- Born: 2 September 1971
- Scientific career
- Institutions: Lamont–Doherty Earth Observatory;

= Marco Tedesco =

Italian climate scientist

Marco Tedesco (born 1971) is an Italian climate scientist at the Lamont–Doherty Earth Observatory at Columbia University.

==Education and career==
He received his Laurea degree and PhD in Italy, from the University of Naples and the Italian National Research Council. He then spent five years as a postdoc and research scientist at NASA Goddard Space Flight Center and was promoted to Associate Professor in 2012. During his time at CCNY, he founded and directed the Cryosphere Processes Laboratory. In January 2016, he joined Columbia University.

==Research==
Tedesco's research focuses on the dynamics of seasonal snowpack, ice sheet surface properties and ice dynamics and linkages between surface processes and climate drivers in the polar regions. In 2016 he contributed to the Arctic Report Card.

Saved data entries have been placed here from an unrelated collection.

PR #1971, opened 2024-09-02
Make loading of PEM certificates async

Kobzol:
Running the blocking client inside async context was causing issues with Tokio (when the blocking client was dropped, it was sometimes causing panics in tokio), and it was a hack anyway. This also allows us to remove a feature from `reqwest` and also remove the `lazy_static` dependency.


database/src/pool/postgres.rs
```diff
@@ -75,11 +65,28 @@ async fn make_client(db_url: &str) -> anyhow::Result<tokio_postgres::Client> {
         Ok(db_client)
     }
 }
-fn make_certificates() -> Vec<Certificate> {
+async fn make_certificates() -> Vec<Certificate> {
     use x509_cert::der::pem::LineEnding;
     use x509_cert::der::EncodePem;
 
-    let certs = x509_cert::Certificate::load_pem_chain(&CERTIFICATE_PEMS[..]).unwrap();
+    static CERTIFICATE_PEMS: LazyLock<Mutex<Option<Vec<u8>>>> = LazyLock::new(|| Mutex::new(None));
```
Mark-Simulacrum, line 72: Do we actually need the LazyLock? https://docs.rs/tokio/latest/tokio/sync/struct.Mutex.html#method.const_new

Mark-Simulacrum (approved):

database/src/pool/postgres.rs
Kobzol: Interesting. Didn't find this originally, because this requires the `parking_lot` feature. But enabling it does not seem to increase our dep tree, so why not.

PR #1973, opened 2024-09-05
disable bootstrap stage0 target checks

lqd:
Should fix current bootstrap measurement failure

r? @kobzol


Kobzol (approved):
Thank you! :)

PR #1975, opened 2024-09-08
collector bench_cmp: multiply normalized change by 100

### LINKED ISSUE #1974: collector bench_cmp subcommand incorrectly computes percentages
The collector's bench_cmp subcommand, invoked via `./target/release/collector bench_cmp ...`, fails to multiply the normalized change in compilation stats (e.g., compilation time) by 100 to obtain a _percent_ change. As a result, the percent changes reported by `bench_cmp` are much, much smaller than they really are.

The bug is [on this line](https://github.com/rust-lang/rustc-perf/blob/89bc0604d126e3e92a8254c20215ce21ffc6faa3/collector/src/compare.rs#L168), which computes `(b - a) / a` without multiplying by 100.

nmosier:
Fix #1974.

### DIFF
--- a/collector/src/compare.rs
+++ b/collector/src/compare.rs
@@ -165,7 +165,7 @@ pub async fn compare_artifacts(
                 if a == 0.0 {
                     None
                 } else {
-                    Some((b - a) / a)
+                    Some((b - a) / a * 100.0)
                 }
             }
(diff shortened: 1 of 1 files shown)


Kobzol (approved):
Thank you! :)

Tedesco and his research about Greenland's melting ice sheets has been featured in Science. Additionally, Tedesco has served as a subject matter expert about climate change for The Washington Post, The New York Times, Wired, National Public Radio, and more.

==Books==

- Remote Sensing of the Cryosphere. Hoboken: Wiley (2015). ISBN 978-1-118-36885-5
- The Hidden Life of Ice: Dispatches from a disappearing world. Pub. 2020 by The Experiment ISBN 978-1-615-19699-9 Discusses ice sheets in the arctic regions of Greenland, what the presence of microorganisms tell us about history, the effects of climate change and more.